2016 Senior Class President Christine Lung’s Speech to Graduates
Four years ago, we awkwardly walked into the Athletic Complex for Freshman Convocation. We faced a sea of new classmates with new friends on our floor, friends whose names we had only just learned. We stood facing each other and screamed strange ResCollege chants we had just crammed into our heads earlier that morning. Looking back, it’s funny how WashU had us cramming before classes even started.
I remember trying to decipher which colored T-shirts belonged to which ResCollege, yelling “Lien with it, rock with it” with my floormates from Lien 2, confused as to why everyone was shouting so loudly. Despite not knowing why we were screaming exactly, we continued, because we were hoping to be a part of a community, and hoping to take ownership of a new home.
Since then, we have brought that same earnestness to create a community on this campus. The set of people I have met on this campus have been the kindest people I have ever met in my life, people who made me realize the people you are with will always be more important than where you are — whether it be in Whispers until 6 a.m. when the sun is rising; at WILD, semester after semester often so confused as to who the band actually is; walking together for Relay For Life and raising hundreds of thousands of dollars for cancer research; or continuing our efforts for causes we care about at Dance Marathon; fundraising at cultural shows; and of course, while finding out that misery loves company after Thursday nights out.

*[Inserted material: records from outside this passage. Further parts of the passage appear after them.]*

PR #3054, opened 2025-09-01
Expand the logs automatically

### LINKED ISSUE #144: Expand the logs automatically up to N?
I was thinking, would it not make sense to expand the logs automatically? E.g. always show the first 3 logs (configurable) and a `[show more...]` link.

image

ghost:
- Resolves #144 
- Logs section auto-opens and show first 3 logs

https://github.com/user-attachments/assets/3e516e2d-f4af-4552-8be3-7ef7ca062838

## Checklist

### DIFF
--- a/packages/jaeger-ui/src/components/TracePage/TraceTimelineViewer/SpanDetail/AccordianLogs.tsx
+++ b/packages/jaeger-ui/src/components/TracePage/TraceTimelineViewer/SpanDetail/AccordianLogs.tsx
@@ -35,6 +35,8 @@ type AccordianLogsProps = {
   timestamp: number;
   currentViewRangeTime: [number, number];
   traceDuration: number;
+  initialVisibleCount?: number;
+  spanID?: string;
 };
 
 export default function AccordianLogs({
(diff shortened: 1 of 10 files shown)


ghost:
```
// This would fail depending on environment:
expect(DetailsPanel).toHaveBeenCalledWith(
  expect.objectContaining({
    decorationSchema: expect.objectContaining({ id: testID }),
    operation: testVertex.operation,
    service: testVertex.service,
  }),
  undefined  //sometimes this was {} instead of undefined
);
```

so the solution is to ignore the second argument.
Instead of trying to predict what the second argument will be, we extract only the first argument:
```
//only check props
expect(DetailsPanel).toHaveBeenCalledTimes(1);
const [detailsPanelProps] = DetailsPanel.mock.calls[0];
expect(detailsPanelProps).toEqual(
  expect.objectContaining({
    decorationSchema: expect.objectContaining({ id: testID }),
    operation: testVertex.operation,
    service: testVertex.service,
  })
);
```

packages/jaeger-ui/src/components/TracePage/TraceTimelineViewer/SpanDetail/DetailState.tsx
```diff
@@ -37,7 +37,7 @@ export default class DetailState {
     this.isReferencesOpen = Boolean(isReferencesOpen);
     this.isWarningsOpen = Boolean(isWarningsOpen);
     this.logs = {
-      isOpen: Boolean(logs && logs.isOpen),
+      isOpen: logs ? Boolean(logs.isOpen) : true,
```
yurishkuro, line 40: what was wrong with the original code? Why is `true` fallback a good one?

Parship999: it ensures logs are visible without an extra click, when detail is first expanded

ghost: > what was wrong with the original code? Why is `true` fallback a good one?

it ensures first 3 logs are visible without an extra click, when detail is first expanded

packages/jaeger-ui/src/components/TracePage/TraceTimelineViewer/SpanDetail/AccordianLogs.tsx
```diff
@@ -48,11 +50,71 @@ export default function AccordianLogs({
...
+    };
+
+    setTimeout(emit);
+    if (typeof window !== 'undefined' && 'requestAnimationFrame' in window) {
+      window.requestAnimationFrame(emit);
+    }
+    setTimeout(emit, 50);
+  }, []);
+
+  // Observe height changes in the content area to notify virtualized list to reflow
```
yurishkuro, line 83: I don't follow this part. If you change the state React should rerender the list. Why do you need these additional manipulations?

ghost: The state change only re-renders the AccordianLogs component itself. However, the parent `VirtualizedTraceView` uses a virtualized list (ListView) that caches row heights for performance. when the logs expand, the virtualized list does nor automatically know that this specific row's height changed, so it continues using the old cached height that causing the overlap issue (here overlapping issue occur when expanding to show all the logs).

packages/jaeger-ui/src/components/TracePage/TraceTimelineViewer/SpanDetail/AccordianLogs.tsx
```diff
@@ -48,11 +50,71 @@ export default function AccordianLogs({
...
+  React.useEffect(() => {
+    if (!interactive || !isOpen) return;
```
yurishkuro, line 85: how can the widget be not interactive?

yurishkuro (dismissed):

yurishkuro:
> codecov/project — 97.78% (-0.36%) compared to 85eb0c7

can you improve code coverage?

packages/jaeger-ui/src/components/TracePage/TraceTimelineViewer/SpanDetail/AccordianLogs.tsx
ghost: It prevents unnecessary DOM observers when AccordianLogs is used in read-only popovers (like span bar tooltips). In non-interactive mode, there are no user actions that change content height.

yurishkuro (approved):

This home we have created here has provided each of us an identity, given us the confidence to be successful while we were here, and provided us the support we needed when we were buckled down in B stacks, the Arc lab, working on problem sets or Excel spreadsheets, or just otherwise at our worst. Home is where WashU has been for the past four years.
But very soon, we are leaving and we are going to have to introduce ourselves as someone completely different than who we have been. For the past four years, we introduced ourselves to our classmates with what academic school we took classes in, what activities or clubs we were involved in, or what fraternity or sorority we affiliated ourselves with.

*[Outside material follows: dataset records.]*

PR #3002, opened 2025-07-30
Make `/deep-dependencies` configurable

sujalshah-bit:
## 🔴 Breaking Change

Previously Deep Dependencies view was always using `/analytics/v1/deep-dependencies` API endpoint to retrieve the data. Now this endpoint is configurable via UI config, but the default is changed to `/api/deep-dependencies` to match the change in the backend https://github.com/jaegertracing/jaeger/issues/6606 that returns dummy data for said endpoint.

Part of [#7399](https://github.com/jaegertracing/jaeger/issues/7399).

## Checklist
- [x] I have read https://github.com/jaegertracing/jaeger/blob/master/CONTRIBUTING_GUIDELINES.md
- [x] I have signed all commits
- [ ] I have added unit tests for the new functionality
- [x] I have run lint and test steps successfully
  - for `jaeger`: `make lint test`
  - for `jaeger-ui`: `npm run lint` and `npm run test`

PR #3058, opened 2025-09-05
Pr 3002

iypetrov:
Extends https://github.com/jaegertracing/jaeger-ui/pull/3002
Previously Deep Dependencies view was always using /analytics/v1/deep-dependencies API endpoint to retrieve the data. Now this endpoint is configurable via UI config, but the default is changed to /api/deep-dependencies to match the change in the backend https://github.com/jaegertracing/jaeger/issues/6606 that returns dummy data for said endpoint.

Part of https://github.com/jaegertracing/jaeger/issues/7399.

## Description of the changes
- 

- Unit tests

## Checklist


packages/jaeger-ui/src/api/jaeger.js
```diff
@@ -81,7 +81,7 @@ function getJSON(url, options = {}) {
 }
 
 export const DEFAULT_API_ROOT = prefixUrl('/api/');
-export const ANALYTICS_ROOT = prefixUrl('/analytics/');
+export const DEEP_DEPENDENCIES_ROOT = prefixUrl(getConfig().deepDependencies?.apiEndpoint);
```
yurishkuro, line 84: Use of ? indicates the value might be null, why should it be allowed?

packages/jaeger-ui/src/types/config.tsx
```diff
@@ -195,6 +195,8 @@ export type Config = {
 
   deepDependencies?: {
```
yurishkuro, line 196: I understand you're just copying preexisting pattern, but I wonder why these need to be optional if our default config will always overwrite them if not defined? It seems not using optional will make the rest of the code simpler.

As we graduate, how will you introduce yourself? More importantly, I think, is: How would you want to be introduced? For the first time in our lives, we will be able to entirely choose our path in life. Instead of a straight path of elementary to middle to high school to college, we now see many paths that we could take in front of us. Think about how you want people to introduce you in five years. Is it a particular position, is it that you are intelligent or capable? Who do you want to be?

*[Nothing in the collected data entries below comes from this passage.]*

PR #3067, opened 2025-09-07
Fix top bar tab order

mdwyer6:
Fixes accessibility issues with topbar's tab navigation experience.

- The tab order was starting from the search box on the right half of the topbar and subsequently jumping left to the nav items.
- There was no focus ring on the topbar nav menu items

## Description of the changes
- Tab navigation ordering in top bar now flows left to right as expected
- Tabbing into the topbar nav now shows focus ring

Screenshot of focus ring:
image

Large screen:
image

Small screen:
image

- Tested various screen sizes for visual regressions in responsive behavior
- Tested with keyboard navigation and programmatically triggering focus ring

## Checklist

### DIFF
--- a/packages/jaeger-ui/src/components/App/TopNav.tsx
+++ b/packages/jaeger-ui/src/components/App/TopNav.tsx
@@ -144,7 +144,14 @@ export function TopNavImpl(props: Props) {
           NAV_LINKS.map(({ matches, to, text }) => {
             const url = typeof to === 'string' ? to : to(props);
             const key = matches(pathname) ? pathname : url;
-            return { key, label: <Link to={url}>{text}</Link> };
+            return {
+              key,
+              label: (
+                <Link style={{ outline: 'revert' }} to={url}>
+                  {text}
+                </Link>
+              ),
+            };
           })
         )}
         className="Menu--item"


packages/jaeger-ui/src/components/App/TopNav.tsx
```diff
@@ -137,29 +137,38 @@ export function TopNavImpl(props: Props) {
...
         className="Menu--item"
         mode="horizontal"
         selectable={false}
         selectedKeys={[pathname]}
+        style={{ flex: '1 1 0', minWidth: 0 }}
+      />
+      <Menu
+        theme="dark"
+        items={itemsGlobalRight}
+        className="Menu--item"
```
yurishkuro, line 166: what about `ub-right`?

mdwyer6: ub-right class just applies `float: right` as far as i can tell. this is no longer needed since i swapped the ordering of the markup to match the visual order and flexbox layout now takes care of spacing

mdwyer6: it's not super clear from the diff but i've done 3 things in this PR:

1. Swapped the order of the two menus so tab order would behave
2. Replace the float layout with equivalent flexbox one because after swapping menus the float layout doesn't work anymore (it'll wrap the second menu to a newline)
3. Unrelated with above two changes: added `outline: 'revert'` to bring back focus ring that ant design overrides

yurishkuro: > this is no longer needed since i swapped the ordering of the markup to match the visual order and flexbox layout now takes care of spacing

but we still want the 2nd menu to be flushed right, as well as the search bar.

mdwyer6: yes flexbox is taking care of that now. here is a screenshot on fairly wide monitor:
image

mdwyer6: I would've kept the float layout if I could to keep this diff tightly focused but it's a quirk of how floats work that you cannot easily get the same behavior when the order is reversed.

After four years of interacting with our class, I know that you are a group of exceptionally talented individuals that will no doubt become award-winning researchers and doctors, CEOs of large corporations, and leave a great impact on this world. But in all of this, I urge you to remember your roots. Your kind WashU roots, and put the kindness that you have brought to our home here at our WashU community foremost.
I remember walking on campus as a prospective student, needing desperately to print something for a meeting I had with a faculty member of the art school. I passed a student running on campus, she was taking laps around the Swamp and then heading toward the AC. I asked her if she could help me find a printer, and she stopped running, started walking with me, brought me to her dorm computer lab to print from her student account for me and let me take as much time as I needed, all the while asking me how my visit was going. This sort of kindness is what is unique about the community at WashU, and this sort of kindness is what I hope we will all continue to exude.
Life has its obstacles and challenges, it’s fragile. You might not get into the graduate school you desire, businesses fail, romances end, and medical school is grueling. But I hope that as a graduate of Washington University in St. Louis, you will be introduced as a kind individual five years, 10 years after college. There is so much uncertainty in front of us, so many roads to take, but WashU has taught us to go forth and be bold, be kind, from that very first confusing moment we shouted with our freshman floors in the Athletics Complex.
It’s been an honor to serve as your president the past three years. Thank you, and congratulations, Class of 2016.